Should be able to save $450 a week out of that. After 3 years that's $70k, a
20% deposit on
[https://www.realestate.co.nz/3341361](https://www.realestate.co.nz/3341361),
with a mortgage then costing about $330 a week.

The problem people who complain about house prices seem to have is that they
want to live in very specific and desirable locations (Certain parts of
Auckland for instance). There is a high demand for these locations, therefore
price is high. But clearly the price is reasonable as people can afford to
live there, otherwise they wouldn't pay the rent/mortgage.

When people stop paying high prices for rent in aukland, and instead live
elsewhere, then companies in Aukland will have to either

1) Relocate to cheaper locations to attract staff

2) Pay staff more so staff can live in the area

It's the same the world over. You can buy a house in the UK half an hour out
of two major cities for £125k. That's a £7k deposit (£44/week or £190/month
for 3 years) and £550 a month after that.

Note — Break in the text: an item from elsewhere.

PR #497, opened 2017-11-20
fix: respect network condition setting

y-lohse:
Most of the changes are just renaming variables for clarity, but the behavior should be identical. I'll highlight the one part that really changed below.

If you can afford £600 a month for housing costs (£400 rent plus £200
deposit), you can rent for 3 years, then buy, within 35 minutes of Leeds and
Manchester. Minimum wage is about £1200 a month after tax.

------
bovermyer
Housing was already expensive in 2000, well before the current "foreign
invasion."

Perhaps they should try reducing the red tape required to build new homes.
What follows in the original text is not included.